## EXERCISE PROMPT
Print the records below word for word, beginning with the first line and ending once the line containing "simahawk: BTW any" is printed.

Stored data
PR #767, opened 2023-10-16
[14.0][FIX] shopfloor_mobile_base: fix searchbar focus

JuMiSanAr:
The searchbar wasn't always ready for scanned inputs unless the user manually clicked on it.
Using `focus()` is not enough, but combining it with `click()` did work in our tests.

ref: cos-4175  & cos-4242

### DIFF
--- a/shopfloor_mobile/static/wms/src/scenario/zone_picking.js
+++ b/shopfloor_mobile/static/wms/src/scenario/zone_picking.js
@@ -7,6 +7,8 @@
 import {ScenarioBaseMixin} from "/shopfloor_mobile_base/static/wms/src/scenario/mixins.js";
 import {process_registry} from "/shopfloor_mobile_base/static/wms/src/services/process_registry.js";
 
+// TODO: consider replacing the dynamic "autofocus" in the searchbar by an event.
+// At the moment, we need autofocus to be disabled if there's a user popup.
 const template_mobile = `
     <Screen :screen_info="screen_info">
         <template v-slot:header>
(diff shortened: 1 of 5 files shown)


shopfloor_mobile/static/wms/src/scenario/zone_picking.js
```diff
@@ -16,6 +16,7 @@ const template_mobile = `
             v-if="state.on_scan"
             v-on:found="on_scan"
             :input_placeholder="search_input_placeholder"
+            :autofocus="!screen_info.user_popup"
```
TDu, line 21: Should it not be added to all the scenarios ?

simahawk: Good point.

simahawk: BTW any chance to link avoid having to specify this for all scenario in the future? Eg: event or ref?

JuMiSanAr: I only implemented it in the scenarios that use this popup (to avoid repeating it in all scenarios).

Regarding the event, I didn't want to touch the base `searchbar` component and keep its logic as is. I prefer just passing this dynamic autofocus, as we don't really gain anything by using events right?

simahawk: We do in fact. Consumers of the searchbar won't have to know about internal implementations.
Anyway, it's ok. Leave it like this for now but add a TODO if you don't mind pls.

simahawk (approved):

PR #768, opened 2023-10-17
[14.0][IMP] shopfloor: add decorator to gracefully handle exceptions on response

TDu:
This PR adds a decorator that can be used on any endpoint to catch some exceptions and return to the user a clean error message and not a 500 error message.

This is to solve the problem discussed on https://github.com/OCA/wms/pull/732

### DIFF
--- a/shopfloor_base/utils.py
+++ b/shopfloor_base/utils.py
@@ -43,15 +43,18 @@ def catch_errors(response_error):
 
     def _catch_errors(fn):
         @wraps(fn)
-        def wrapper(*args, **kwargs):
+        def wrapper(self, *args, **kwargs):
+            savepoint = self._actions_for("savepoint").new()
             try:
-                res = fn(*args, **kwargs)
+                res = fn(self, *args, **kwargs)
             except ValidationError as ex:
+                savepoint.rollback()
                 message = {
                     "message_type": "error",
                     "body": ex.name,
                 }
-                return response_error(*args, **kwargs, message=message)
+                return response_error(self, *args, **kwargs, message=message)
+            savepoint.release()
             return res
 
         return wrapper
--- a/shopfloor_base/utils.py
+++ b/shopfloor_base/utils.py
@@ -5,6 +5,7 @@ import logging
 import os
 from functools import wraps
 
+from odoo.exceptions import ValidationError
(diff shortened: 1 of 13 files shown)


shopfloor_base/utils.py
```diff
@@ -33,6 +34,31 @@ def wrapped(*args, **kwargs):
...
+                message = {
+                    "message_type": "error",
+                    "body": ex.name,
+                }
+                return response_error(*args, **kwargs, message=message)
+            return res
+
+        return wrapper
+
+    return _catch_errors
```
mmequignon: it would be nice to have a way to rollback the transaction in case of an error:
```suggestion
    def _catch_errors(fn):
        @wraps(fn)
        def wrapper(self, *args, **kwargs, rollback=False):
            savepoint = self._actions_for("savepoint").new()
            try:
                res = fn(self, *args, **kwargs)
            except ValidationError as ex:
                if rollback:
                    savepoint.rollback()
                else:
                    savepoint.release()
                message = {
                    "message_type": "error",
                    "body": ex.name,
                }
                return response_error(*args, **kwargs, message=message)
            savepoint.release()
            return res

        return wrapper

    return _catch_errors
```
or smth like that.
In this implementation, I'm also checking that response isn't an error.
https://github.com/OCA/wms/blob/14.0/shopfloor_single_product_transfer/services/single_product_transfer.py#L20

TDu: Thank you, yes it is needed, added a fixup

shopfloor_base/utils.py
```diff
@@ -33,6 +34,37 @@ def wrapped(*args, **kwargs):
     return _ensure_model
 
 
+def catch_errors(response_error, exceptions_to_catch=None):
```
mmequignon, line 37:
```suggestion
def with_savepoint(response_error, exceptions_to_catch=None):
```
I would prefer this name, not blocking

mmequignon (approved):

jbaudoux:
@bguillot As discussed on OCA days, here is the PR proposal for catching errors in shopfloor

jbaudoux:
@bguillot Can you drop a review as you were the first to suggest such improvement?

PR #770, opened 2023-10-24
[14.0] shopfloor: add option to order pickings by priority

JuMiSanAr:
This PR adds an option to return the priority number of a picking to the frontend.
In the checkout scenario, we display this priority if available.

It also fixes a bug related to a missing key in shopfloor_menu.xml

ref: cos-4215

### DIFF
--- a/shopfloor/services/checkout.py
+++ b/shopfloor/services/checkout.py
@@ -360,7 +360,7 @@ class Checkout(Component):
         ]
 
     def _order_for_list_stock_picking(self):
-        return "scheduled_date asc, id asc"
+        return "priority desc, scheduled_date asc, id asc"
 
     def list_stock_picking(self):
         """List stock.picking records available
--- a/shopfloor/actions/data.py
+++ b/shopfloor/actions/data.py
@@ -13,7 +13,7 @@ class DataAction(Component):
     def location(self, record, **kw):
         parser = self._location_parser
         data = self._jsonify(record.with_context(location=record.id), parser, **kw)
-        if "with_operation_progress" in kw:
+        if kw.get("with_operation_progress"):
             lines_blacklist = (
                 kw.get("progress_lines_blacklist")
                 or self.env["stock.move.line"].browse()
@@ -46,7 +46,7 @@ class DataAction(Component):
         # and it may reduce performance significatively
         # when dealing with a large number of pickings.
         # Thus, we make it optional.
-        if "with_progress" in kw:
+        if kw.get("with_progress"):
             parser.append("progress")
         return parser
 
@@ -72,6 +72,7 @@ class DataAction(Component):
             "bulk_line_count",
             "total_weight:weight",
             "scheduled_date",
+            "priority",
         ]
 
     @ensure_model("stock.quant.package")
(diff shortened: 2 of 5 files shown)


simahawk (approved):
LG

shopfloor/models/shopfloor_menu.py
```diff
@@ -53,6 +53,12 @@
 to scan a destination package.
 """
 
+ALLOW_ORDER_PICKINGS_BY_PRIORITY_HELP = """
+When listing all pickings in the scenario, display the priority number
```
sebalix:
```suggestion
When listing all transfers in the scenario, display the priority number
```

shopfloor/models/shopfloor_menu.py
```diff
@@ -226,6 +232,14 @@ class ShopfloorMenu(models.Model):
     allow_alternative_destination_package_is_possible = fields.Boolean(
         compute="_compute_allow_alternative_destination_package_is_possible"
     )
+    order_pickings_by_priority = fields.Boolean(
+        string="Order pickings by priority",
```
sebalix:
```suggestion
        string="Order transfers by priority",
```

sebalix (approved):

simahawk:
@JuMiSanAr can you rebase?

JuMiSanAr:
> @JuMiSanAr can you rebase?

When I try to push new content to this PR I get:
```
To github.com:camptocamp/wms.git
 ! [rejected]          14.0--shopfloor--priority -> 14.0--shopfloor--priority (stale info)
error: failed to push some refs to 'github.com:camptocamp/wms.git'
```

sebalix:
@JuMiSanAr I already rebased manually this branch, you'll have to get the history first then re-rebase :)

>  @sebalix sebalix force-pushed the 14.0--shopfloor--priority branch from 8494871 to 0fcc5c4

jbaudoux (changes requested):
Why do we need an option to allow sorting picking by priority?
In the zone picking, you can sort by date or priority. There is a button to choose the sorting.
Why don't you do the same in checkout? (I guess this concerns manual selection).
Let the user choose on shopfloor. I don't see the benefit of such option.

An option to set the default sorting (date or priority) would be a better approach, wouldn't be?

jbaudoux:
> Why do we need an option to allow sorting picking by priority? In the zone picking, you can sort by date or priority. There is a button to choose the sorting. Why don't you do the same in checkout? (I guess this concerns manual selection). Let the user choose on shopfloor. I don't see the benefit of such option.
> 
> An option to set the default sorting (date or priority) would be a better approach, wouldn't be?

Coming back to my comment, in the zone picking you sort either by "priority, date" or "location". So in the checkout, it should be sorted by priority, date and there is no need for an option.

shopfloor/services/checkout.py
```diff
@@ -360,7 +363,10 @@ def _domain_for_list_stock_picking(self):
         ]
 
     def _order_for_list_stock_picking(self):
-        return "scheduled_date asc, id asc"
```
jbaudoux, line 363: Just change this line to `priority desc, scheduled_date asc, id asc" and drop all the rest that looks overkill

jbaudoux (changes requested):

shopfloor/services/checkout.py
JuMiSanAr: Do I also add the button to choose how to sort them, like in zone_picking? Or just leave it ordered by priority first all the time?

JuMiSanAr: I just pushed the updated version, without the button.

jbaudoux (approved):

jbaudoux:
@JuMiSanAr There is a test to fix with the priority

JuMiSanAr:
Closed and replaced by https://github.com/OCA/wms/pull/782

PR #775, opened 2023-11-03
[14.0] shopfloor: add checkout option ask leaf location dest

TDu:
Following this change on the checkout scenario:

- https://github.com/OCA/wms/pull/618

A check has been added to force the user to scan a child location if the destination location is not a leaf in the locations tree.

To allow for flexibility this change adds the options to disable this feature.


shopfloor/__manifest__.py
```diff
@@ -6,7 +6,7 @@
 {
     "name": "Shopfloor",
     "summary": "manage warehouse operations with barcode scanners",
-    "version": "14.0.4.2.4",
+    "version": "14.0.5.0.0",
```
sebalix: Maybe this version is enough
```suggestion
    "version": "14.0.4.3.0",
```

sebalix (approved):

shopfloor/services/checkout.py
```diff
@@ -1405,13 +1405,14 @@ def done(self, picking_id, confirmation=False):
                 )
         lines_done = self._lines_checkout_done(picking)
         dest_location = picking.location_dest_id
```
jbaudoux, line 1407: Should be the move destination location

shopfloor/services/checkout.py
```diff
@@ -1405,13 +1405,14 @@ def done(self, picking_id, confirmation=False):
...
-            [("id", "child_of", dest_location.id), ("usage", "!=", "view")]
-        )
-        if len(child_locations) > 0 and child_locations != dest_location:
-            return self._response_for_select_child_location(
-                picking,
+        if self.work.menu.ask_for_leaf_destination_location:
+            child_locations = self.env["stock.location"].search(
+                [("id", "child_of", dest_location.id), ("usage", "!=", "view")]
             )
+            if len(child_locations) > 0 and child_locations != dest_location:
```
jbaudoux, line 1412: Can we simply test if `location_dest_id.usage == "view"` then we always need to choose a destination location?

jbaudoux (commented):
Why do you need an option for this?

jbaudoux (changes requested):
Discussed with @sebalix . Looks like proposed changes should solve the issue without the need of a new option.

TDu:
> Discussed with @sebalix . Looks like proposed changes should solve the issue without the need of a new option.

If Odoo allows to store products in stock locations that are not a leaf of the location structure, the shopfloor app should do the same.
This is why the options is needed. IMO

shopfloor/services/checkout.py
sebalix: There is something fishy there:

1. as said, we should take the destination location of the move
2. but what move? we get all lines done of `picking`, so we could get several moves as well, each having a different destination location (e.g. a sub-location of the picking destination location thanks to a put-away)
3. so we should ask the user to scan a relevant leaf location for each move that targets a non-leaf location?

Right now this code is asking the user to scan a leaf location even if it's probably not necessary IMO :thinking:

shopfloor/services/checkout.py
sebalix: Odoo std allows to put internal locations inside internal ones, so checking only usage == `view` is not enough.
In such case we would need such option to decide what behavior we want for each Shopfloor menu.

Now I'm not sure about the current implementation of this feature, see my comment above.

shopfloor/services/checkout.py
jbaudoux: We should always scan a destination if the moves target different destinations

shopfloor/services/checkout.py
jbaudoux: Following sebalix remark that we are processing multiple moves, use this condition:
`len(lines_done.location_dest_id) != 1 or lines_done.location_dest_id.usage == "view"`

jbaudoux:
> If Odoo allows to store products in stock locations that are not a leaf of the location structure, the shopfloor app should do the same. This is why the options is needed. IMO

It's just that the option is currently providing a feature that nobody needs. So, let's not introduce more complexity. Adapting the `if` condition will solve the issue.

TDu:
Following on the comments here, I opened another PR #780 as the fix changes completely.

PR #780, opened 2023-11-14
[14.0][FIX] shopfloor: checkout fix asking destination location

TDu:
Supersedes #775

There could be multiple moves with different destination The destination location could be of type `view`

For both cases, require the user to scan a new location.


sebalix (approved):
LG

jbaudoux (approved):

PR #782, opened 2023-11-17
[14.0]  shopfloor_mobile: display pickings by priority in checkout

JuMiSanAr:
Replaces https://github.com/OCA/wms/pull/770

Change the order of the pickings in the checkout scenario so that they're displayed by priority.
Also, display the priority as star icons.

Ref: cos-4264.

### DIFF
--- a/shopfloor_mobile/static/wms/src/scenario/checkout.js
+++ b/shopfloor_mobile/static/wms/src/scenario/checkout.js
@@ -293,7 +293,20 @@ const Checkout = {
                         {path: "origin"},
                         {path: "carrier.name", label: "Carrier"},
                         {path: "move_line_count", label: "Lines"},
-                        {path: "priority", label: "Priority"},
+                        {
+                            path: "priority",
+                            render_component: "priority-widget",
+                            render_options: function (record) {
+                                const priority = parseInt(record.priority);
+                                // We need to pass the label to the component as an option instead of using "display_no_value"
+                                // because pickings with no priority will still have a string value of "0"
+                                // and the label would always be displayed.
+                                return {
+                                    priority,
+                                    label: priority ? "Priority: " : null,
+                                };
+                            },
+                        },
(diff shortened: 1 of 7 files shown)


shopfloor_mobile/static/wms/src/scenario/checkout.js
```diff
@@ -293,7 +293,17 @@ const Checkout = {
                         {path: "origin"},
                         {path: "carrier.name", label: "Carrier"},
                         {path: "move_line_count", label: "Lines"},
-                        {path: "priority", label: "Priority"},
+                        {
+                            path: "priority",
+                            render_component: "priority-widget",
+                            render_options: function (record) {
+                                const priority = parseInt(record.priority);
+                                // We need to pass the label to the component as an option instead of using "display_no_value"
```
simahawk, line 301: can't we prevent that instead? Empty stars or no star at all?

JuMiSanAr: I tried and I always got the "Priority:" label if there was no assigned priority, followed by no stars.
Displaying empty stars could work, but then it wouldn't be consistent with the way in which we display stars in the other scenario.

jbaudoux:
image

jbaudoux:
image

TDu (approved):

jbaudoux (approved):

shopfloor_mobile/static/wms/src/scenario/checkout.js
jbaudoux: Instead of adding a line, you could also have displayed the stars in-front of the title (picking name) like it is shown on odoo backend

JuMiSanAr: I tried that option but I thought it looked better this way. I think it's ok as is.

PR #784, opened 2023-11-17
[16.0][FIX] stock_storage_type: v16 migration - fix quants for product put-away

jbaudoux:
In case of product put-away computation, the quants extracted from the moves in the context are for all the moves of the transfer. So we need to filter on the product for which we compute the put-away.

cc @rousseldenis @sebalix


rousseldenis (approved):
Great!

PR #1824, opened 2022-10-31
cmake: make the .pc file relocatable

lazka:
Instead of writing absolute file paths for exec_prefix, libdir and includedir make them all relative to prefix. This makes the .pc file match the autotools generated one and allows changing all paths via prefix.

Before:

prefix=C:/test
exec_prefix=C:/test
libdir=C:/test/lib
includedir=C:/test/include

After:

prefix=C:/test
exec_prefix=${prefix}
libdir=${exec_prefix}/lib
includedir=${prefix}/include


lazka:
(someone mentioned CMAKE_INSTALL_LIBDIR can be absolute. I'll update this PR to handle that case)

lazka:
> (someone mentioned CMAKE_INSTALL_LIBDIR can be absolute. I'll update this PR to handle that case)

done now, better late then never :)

## WRITTEN ANSWER
PR #767, opened 2023-10-16
[14.0][FIX] shopfloor_mobile_base: fix searchbar focus

JuMiSanAr:
The searchbar wasn't always ready for scanned inputs unless the user manually clicked on it.
Using `focus()` is not enough, but combining it with `click()` did work in our tests.

ref: cos-4175  & cos-4242

### DIFF
--- a/shopfloor_mobile/static/wms/src/scenario/zone_picking.js
+++ b/shopfloor_mobile/static/wms/src/scenario/zone_picking.js
@@ -7,6 +7,8 @@
 import {ScenarioBaseMixin} from "/shopfloor_mobile_base/static/wms/src/scenario/mixins.js";
 import {process_registry} from "/shopfloor_mobile_base/static/wms/src/services/process_registry.js";
 
+// TODO: consider replacing the dynamic "autofocus" in the searchbar by an event.
+// At the moment, we need autofocus to be disabled if there's a user popup.
 const template_mobile = `
     <Screen :screen_info="screen_info">
         <template v-slot:header>
(diff shortened: 1 of 5 files shown)


shopfloor_mobile/static/wms/src/scenario/zone_picking.js
```diff
@@ -16,6 +16,7 @@ const template_mobile = `
             v-if="state.on_scan"
             v-on:found="on_scan"
             :input_placeholder="search_input_placeholder"
+            :autofocus="!screen_info.user_popup"
```
TDu, line 21: Should it not be added to all the scenarios ?

simahawk: Good point.

simahawk: BTW any chance to link avoid having to specify this for all scenario in the future? Eg: event or ref?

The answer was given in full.